I asked my students what kind of world they wanted to live in and how their career plans aligned with this. 

Students pondered three big questions: 

• What is the world that I want to live in? 

• What global problems or opportunities need our attention?

• What talents do I have that might help me to address these problems, and in turn to improve the condition of our world? 

We want students to think beyond jobs that are conventionally thought of as being “green jobs”. Instead, they should be encouraged to view the world through green-tinted spectacles, asking questions such as:

  • What will be the environmental impact of my work? 

  • Do I have the skills to influence environmental changes in my organisation/school/university? 

  • The definition of normality is changing, thanks to environmental changes. How do I adapt to this?

  • How do I raise these discussions from the individual level to something taking place on a group, organisational, social or political level? 

3. Thinking sustainably

Students can also be encouraged to pursue an interest in climate change in a number of ways. Counsellors can:

  • Encourage students to create a book club for reading related to the environment and sustainability.

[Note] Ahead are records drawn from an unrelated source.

PR #1731, opened 2026-07-14
[CI] Fix nightly LLM perf benchmark on Krackan runner

erwei-xilinx:
Follow-up to #1730. The nightly perf workflow failed on the dedicated `amdryzenai5pro340` (Krackan Point) runner; this fixes it. Verified green end-to-end on the runner via `workflow_dispatch` (compile → verify PASS → profile; captured TTFT=1409 ms, decode=9.24 tok/s).

## Root causes & fixes (workflow only)
- **npu2 detection fell back to npu1 → ELF rejected.** The NPU driver mmaps ~64 MB of *locked* memory; the benchmark step ran with the default `RLIMIT_MEMLOCK` (each GHA step is a fresh shell, so the build step's `prlimit` didn't carry over), so device probing failed with `EAGAIN` and the backend silently defaulted to npu1. → `sudo prlimit -lunlimited --pid $$` in the benchmark step.
- **Kernel compile couldn't find the AIE toolchain** (it runs via `make`, not lit). → set `MLIR_AIE_INSTALL_DIR` + `PYTHONPATH` + tool dirs on `PATH` the way `lit.cfg.py` does, *without* polluting `LD_LIBRARY_PATH`.
- **HF model download hung at 0% (~52 min).** The `hf_xet` transfer backend can't reach the Xet CAS endpoint on this runner. → `HF_HUB_DISABLE_XET=1` (classic HTTPS CDN).
- **No runtime bound.** → `timeout-minutes: 40` (step) / `90` (job) so a stuck download/dispatch can't squat on the dedicated runner.

No changes to shared code — the stock `xrt-smi` detection works once memlock is raised.

## Test plan
- [x] `workflow_dispatch` on `amdryzenai5pro340`: all steps success; `perf.json` artifact + job summary produced.

### DIFF
--- a/.github/workflows/nightlyPerfBenchmark.yml
+++ b/.github/workflows/nightlyPerfBenchmark.yml
@@ -168,7 +168,7 @@ jobs:
           export MLIR_AIE_INSTALL_DIR="$MLIR_AIE_DIR"
           export PEANO_INSTALL_DIR="$PEANO_DIR"
           export PATH="$(pwd)/install/bin:$MLIR_AIE_DIR/bin:$PEANO_DIR/bin:$PATH"
-          export PYTHONPATH="$(pwd)/install/python:$MLIR_AIE_DIR/python:/opt/xilinx/xrt/python:$PYTHONPATH"
+          export PYTHONPATH="$(pwd)/install/python:$MLIR_AIE_DIR/python:/opt/xilinx/xrt/python${PYTHONPATH:+:$PYTHONPATH}"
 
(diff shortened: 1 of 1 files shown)


erwei-xilinx:
Thanks @Copilot — addressed in ef6dca64. Switched the append to `${PYTHONPATH:+:$PYTHONPATH}` so an empty `PYTHONPATH` no longer leaves a trailing `:` (which would put cwd on `sys.path`). Verified: empty → `x:y`, set → `x:y:/z`.

PR #1745, opened 2026-07-18
[AIRToAIE] Unify per-arm on-chip buffers of an index_switch onto one ring

erwei-xilinx:
## Summary

For an `scf.index_switch` whose mutually-exclusive arms each consume the **same** `air.channel` into **different** per-arm on-chip (L1/L2) buffers, unify those arm buffers onto **one shared buffer + one count-free ring**.

Only one arm executes per dispatch, so per-arm buffers and per-arm DMA tasks are redundant. On the same physical channel, distinct `dma_start` tasks ahead-block the idle arm's task at the head of the channel queue and stall the active arm; the extra unaccounted buffers also unbalance the lock contract (more `aie.buffer`/`dma_start`/`use_lock` on the consuming tile than the ring can service → the ring waits forever).

This is the device-IR companion to the fused multi-iteration launch runtime support (`#1741`): the runtime feeds one channel across heterogeneous waves, and this pass makes the on-chip consumer a single shared ring instead of one buffer per wave-arm.

**Scoping guard:** the transform is restricted to **on-chip (L1/L2)** switches. The launch-scope host-feed selector (arms move L3/DDR launch args; condition is the per-wave launch index) is owned by the runtime lowering — mutating it here would orphan its wave-selector `arith.cmpi` when air-to-aie dissolves the launch.

## Test plan

- [x] New lit test `mlir/test/Conversion/AIRToAIE/air_channel_index_switch_shared_ring.mlir`: two mutually-exclusive `scf.index_switch` arms consuming one channel into different buffers (asymmetric 7-vs-1 read counts) lower to exactly one `aie.dma_start(S2MM, 0` self-looping ring (`CHECK-NOT` a second S2MM task). Verified it fails without the fix (two S2MM tasks) and passes with it.
- [x] `ninja check-air-mlir` — no new failures vs `origin/main` baseline; all AIRToAIE tests pass (the pass runs unconditionally but is a no-op unless the exact same-channel/multi-arm/multi-buffer pattern is present).

### DIFF
--- a/mlir/lib/Conversion/AIRToAIEPass.cpp
+++ b/mlir/lib/Conversion/AIRToAIEPass.cpp
@@ -3505,17 +3505,33 @@ void unifyIndexSwitchArmBuffers(AIE::DeviceOp d) {
             return true;
         return false;
       };
-      auto isArmVaryingGet = [&](SmallVector<air::ChannelInterface> &ops) {
-        if (ops.size() < 2)
-          return false;
-        if (!isa<air::ChannelGetOp>(ops[0].getOperation()))
-          return false;
+      // A channel name's byChan bucket holds BOTH gets and puts; this
+      // dedication is about S2MM (get) channels only, so classify from the get
+      // ops alone. Filtering here (rather than assuming ops[0] is a get) keeps
+      // the result independent of get/put visitation order within the bucket.
+      auto getsOf = [](SmallVector<air::ChannelInterface> &ops) {
+        SmallVector<air::ChannelInterface> gets;
+        for (auto ci : ops)
+          if (isa<air::ChannelGetOp>(ci.getOperation()))
+            gets.push_back(ci);
+        return gets;
+      };
+      auto armsOf = [&](SmallVector<air::ChannelInterface> &ops) {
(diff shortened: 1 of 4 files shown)


erwei-xilinx:
Addressed in ba9aae1e1. All three comments point at the same root cause: the S2MM channel-dedication logic classified channels via `ops[0]` and computed the `arms` set over **all** ops in the `byChan` bucket, which holds both gets and puts. If a put was visited first, an arm-varying get channel could be misclassified (skipping needed pinning) or a channel could look multi-arm due to puts alone.

Fix: added `getsOf()` (filter the bucket to `air.channel.get` ops) and `armsOf()` (arm set over a given op list), and rewrote `isArmVaryingGet`, the `numArmGetChans` count, and the dedication loop to classify from the **get ops only** — using `gets[0]` for the declaration lookup and `armsOf(gets)` for arm-spanning. The result is now independent of get/put visitation order in the bucket.

Verified: the new lit test still passes, and the motivating fused-decode design still lowers to the correct per-tile buffer count (behavior unchanged on the ordered case, robust in general).

PR #1010, opened 2022-04-06
Adding an https-url import definition example to import a large impor…

DanielePalaia:
…t definition at boot time from the web

This closes #

## Local Testing

```
```

```
$ kubectx dev-bunny
$ make destroy deploy-dev
$ make system-tests
```

### DIFF
--- a/docs/examples/import-https-url-definition/rabbitmq.yaml
+++ b/docs/examples/import-https-url-definition/rabbitmq.yaml
@@ -1,0 +1,21 @@
+apiVersion: rabbitmq.com/v1beta1
+kind: RabbitmqCluster
+metadata:
+  name: import-https-url-definitions 
+spec:
+  service:
+    type: NodePort
+  replicas: 1
+  resources:
+    requests:
+      cpu: 2
+      memory: 8Gi
+    limits:
+      cpu: 2
+      memory: 8Gi
+  rabbitmq:
+    additionalConfig: |
+      definitions.import_backend = https
+      definitions.https.url = https://raw.githubusercontent.com/rabbitmq/sample-configs/main/lot-of-queues/5k-queues.json
+      definitions.tls.versions.1 = tlsv1.2
+      vm_memory_high_watermark_paging_ratio = 0.85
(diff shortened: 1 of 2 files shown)


mkuratczyk (approved):
Please remove the `NodePort` section. Otherwise, it's great.

docs/examples/import-https-url-definition/rabbitmq.yaml
```diff
@@ -0,0 +1,19 @@
...
+  name: import-https-url-definitions 
+spec:
+  replicas: 1
+  resources:
+    requests:
+      cpu: 2
+      memory: 8Gi
+    limits:
+      cpu: 2
+      memory: 8Gi
```
ChunyiLyu, line 13: Are the resource request and limit required for this example to work? If not, lets remove it to keep the example simple and just about the importing definition itself.

docs/examples/import-https-url-definition/rabbitmq.yaml
```diff
@@ -0,0 +1,19 @@
...
+  rabbitmq:
+    additionalConfig: |
+      definitions.import_backend = https
+      definitions.https.url = https://raw.githubusercontent.com/rabbitmq/sample-configs/main/lot-of-queues/5k-queues.json
+      definitions.tls.versions.1 = tlsv1.2
+      vm_memory_high_watermark_paging_ratio = 0.85
```
ChunyiLyu, line 19: Similar question to above, is configuring memory high water mark necessary here?

ChunyiLyu (commented):
Please see comments about resource limit and request and the memory high water mark configurations. If they are not required for the example, let's remove it. If they are indeed required, may I suggest adding comments in the example or the README to explain what they are for?

DanielePalaia:
@ChunyiLyu thanks for your review, indeed I was planning to write the motivation in the README but I then forgot. The example takes a lot of memory to load a very big definition file, so I think better to put the resource requests/limits. I removed the vm_memory_high_watermark_paging_ratio as it wasn't really necessary for the example and I updated the README file.

ChunyiLyu (approved):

  • Facilitate pursuit of students’ own areas of research related to the environment.

  • Alert students to the many organisations that are creating intern roles related to sustainable development goals.

  • Encourage students to run awareness drives or to plan environment days at school. For example, one of my students has launched a campaign to encourage each class to have a plant, which students would look after.

  • Suggest that aspiring designers among the students could create environmentally friendly products or green technology for the school.

  • Find a way to ensure that students’ school-based entrepreneurial ventures are environmentally friendly or that they support sustainability goals.

  • Invite sustainability experts to address the student body.

  • Suggest that students working on the school magazine or school podcast interview social entrepreneurs, such as a zero-waste chef, a designer for a sustainable fashion brand or an advocacy PR expert.

  • Organise a visit to a sustainable factory to help students understand how it differs from a conventional factory.

  • Invite school alumni working in the sustainability sector or studying sustainability related courses to speak to current students.

  • Set up a student green club. Activities could include raising funds for air-quality meters or field trips to polluted bodies of water to test water quality and write up project reports.

  • Arrange for students to shadow a sustainability expert at work.

  • Encourage students to participate in sustainability competitions.